Reproduce the material that follows, keeping every line exactly as it is.
Segment Start: Data to process
PR #834, opened 2026-05-30
Add US English rule for strings and commit messages

mikelward:
## What

Adds a new `## Language` section to `AGENTS.md` (symlinked as `CLAUDE.md`) codifying that we author all English in US spelling and idiom.

## Why

The base `values/strings.xml` locale is effectively `en-US` — it's the fallback for the `en-rGB` / `en-rAU` / `en-rZA` translations — and CI funnels every commit subject straight into `whatsnew-en-US`, the US English Play Store "What's new". A stray Britishism (`colour`, `cancelled`, `grey`) in either place ships to users, so the rule calls both out explicitly along with PR text, code comments, and docs. Localized non-English `values-*` files are explicitly exempt.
Segment End: Data to process
* Result for this task *
PR #834, opened 2026-05-30
Add US English rule for strings and commit messages

mikelward:
## What

Adds a new `## Language` section to `AGENTS.md` (symlinked as `CLAUDE.md`) codifying that we author all English in US spelling and idiom.

## Why

The base `values/strings.xml` locale is effectively `en-US` — it's the fallback for the `en-rGB` / `en-rAU` / `en-rZA` translations — and CI funnels every commit subject straight into `whatsnew-en-US`, the US English Play Store "What's new". A stray Britishism (`colour`, `cancelled`, `grey`) in either place ships to users, so the rule calls both out explicitly along with PR text, code comments, and docs. Localized non-English `values-*` files are explicitly exempt.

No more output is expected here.